• _Extracted records_:
□ □ □ □ □

PR #1152, opened 2019-07-18
redundancies in tally

bam241:
While looking at the `tally.cpp` they were a lot of copy pasted code...

this fixes it.


zxkjack123 (approved):
LGTM.

gonuke:
This looks like a good simplification.  I have a quibble with the original code, but won't hold this up.

I'm not sure why the normalization is being tested against 1.0???  I'll make an issue.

□ □ □ □ □

• _Aim of the task_: All lines above are to be transcribed exactly.

• _Problem solution_:
PR #1152, opened 2019-07-18
redundancies in tally

bam241:
While looking at the `tally.cpp` they were a lot of copy pasted code...

this fixes it.


zxkjack123 (approved):
LGTM.

gonuke:
This looks like a good simplification.  I have a quibble with the original code, but won't hold this up.

I'm not sure why the normalization is being tested against 1.0???  I'll make an issue.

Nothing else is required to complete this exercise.